I give PMP Certification preparation classes for PMIMontreal and I cover the Quality Management Knowledge Area. PMBoK says the quality of a project is the quality of its products (end deliverables - the planned destination)PLUS the quality of the management of the project (the journey through change itself. The current PMBoK says a lot about quality of the product and talks about process flow charts, pareto law, random sampling techniques, etc.. interesting stuff but stuff that concerns more the world of recurrent production. It falls short of covering the quality of the journey (let's see the coming 5th edition if it has improved); PMBoK says a lot about the planning of this journey but very little yet on its execution, including «change management» as the project AND its environment evolve, which is not the same as «managing scope or other project changes».

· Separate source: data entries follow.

PR #506, opened 2024-10-02
Validators at height

### LINKED ISSUE #501: Construct signatures for a specific p-chain height
**Context and scope**
`CreateSignedMessage` right now assumes that the ProposerVM P-Chain height for the destination chain is the latest height. This is not a valid assumption at all times and it should optionally accept a specific height for which to create a signature since any changes in the signing subnets validator set as viewed by the destination chain (via p-chain) can make the aggregated signature invalid as the validator bit set would change in those cases. 

- Should we expose this in the Signature aggregator interface? 
- Ideally we should be able to accept a destination chain id on the api side and translate that to a likely valid p-chain height. 

**Open questions**

iansuvak:
## Why this should be merged
Closes #501 as well as adds the proposerHeightCache to get a best guess height for which to request validators. 
## How this works

- Accepts pchain height as an argument to createSignedMessage. 
- Adds `proposerHeightCache` that updates itself on a set interval 

## How this was tested

- Adds new unit tests for `proposerHeightCache`
- existing tests should pass

## How is this documented
Comments


bernard-avalabs (commented):
A few minor questions mostly to improve my own understanding.

peers/validators/canonical_validator_client.go
```diff
@@ -36,18 +36,10 @@ func NewCanonicalValidatorClient(logger logging.Logger, apiConfig *config.APICon
 	}
 }
 
-func (v *CanonicalValidatorClient) GetCurrentCanonicalValidatorSet(
+func (v *CanonicalValidatorClient) GetCanonicalValidatorSet(
```
michaelkaplan13, line 39: This looks like a pure passthrough to `avalancheWarp.GetCanonicalValidatorSet` now. Thoughts on removing it enitrely?

relayer/application_relayer.go
```diff
@@ -207,6 +207,7 @@ func (r *ApplicationRelayer) ProcessMessage(handler messages.MessageHandler) (co
 			nil,
 			r.signingSubnetID,
 			r.warpQuorum.QuorumNumerator,
+			0,
```
michaelkaplan13, line 210: Lets leave a TODO here to get the estimated P-Chain height to be used, if we're planning on merging this prior to adding that estimation.

geoff-vball (commented):
I didn't look over the cache implementation too hard, but looks good. The rest LGTM aside from existing comments

signature-aggregator/aggregator/proposer_height_cache.go
```diff
@@ -0,0 +1,169 @@
...
+	errFailedToGetCurrentHeight = errors.New("failed to get current P-chain height")
+)
+
+const pChainLookback = 30 * time.Second
+
+type ProposerHeightCache struct {
+	logger       logging.Logger
+	pChainClient *validators.CanonicalValidatorClient
+	// protected by timeToHeightLock
+	timeToHeight     *linked.Hashmap[time.Time, uint64]
```
iansuvak, line 31: This doesn't need to be a hashmap. Should look into a dequeue.

peers/app_request_network.go
```diff
@@ -222,14 +222,31 @@ func (c *ConnectedCanonicalValidators) GetValidator(nodeID ids.NodeID) (*warp.Va
 
 // ConnectToCanonicalValidators connects to the canonical validators of the given subnet and returns the connected
 // validator information
-func (n *appRequestNetwork) ConnectToCanonicalValidators(subnetID ids.ID) (*ConnectedCanonicalValidators, error) {
-	// Get the subnet's current canonical validator set
+func (n *appRequestNetwork) ConnectToCanonicalValidators(
+	height uint64,
+	subnetID ids.ID,
+) (*ConnectedCanonicalValidators, error) {
+	var err error
```
minghinmatthewlam, line 229: no need to set a new variable here instead of usual `err :=` assignment, will only pass line 231 if err = nil.

iansuvak: I'm overriding the passed in height if it's 0 so I do need the `err` defined prior to that so that line 232 is pure assignment to already declared vars. 

I could declare a new variable to replace `height` instead but I think this is cleaner

Also hi 😄

michaelkaplan13:
With ACP-151 now being implemented, do we want to close this PR in favor of adding a `GetProposedValidators` RPC method to the P-Chain in AvalancheGo and leveraging that instead of `GetCurrentValidators` or `GetValidatorsAtHeight`?

I think this iteration of the design was super helpful to think through and conceptualize, and that it led us to design that both simpler and more robust.

iansuvak:
Closing in favor of #555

So what I try to say here in my blog is that the usual PDCA cycle, discussed in the literature and quality circles, relates to the end deliverables of the project and that IPECC is a special-case PDCA for temporary non-recurring activities, i.e. a project and its journey from start to finish.

When Hal Macomber said we should PDCA everything, I am quite sure (we have been discussing those things for many years Hal and me)he means by this «everything», not only product oriented work (technical transaction-driven stuff) but also project management oriented work (the psychological, perceptual, relationship-driven stuff that happens during the project, the journey through change). This relationship-driven stuff is «PDCAed» using «IPECC», not normal process improvement «PDCA»..and «IPECCing» very, very often (on «everything»). Hope this clarifies the 6th rule of LPM.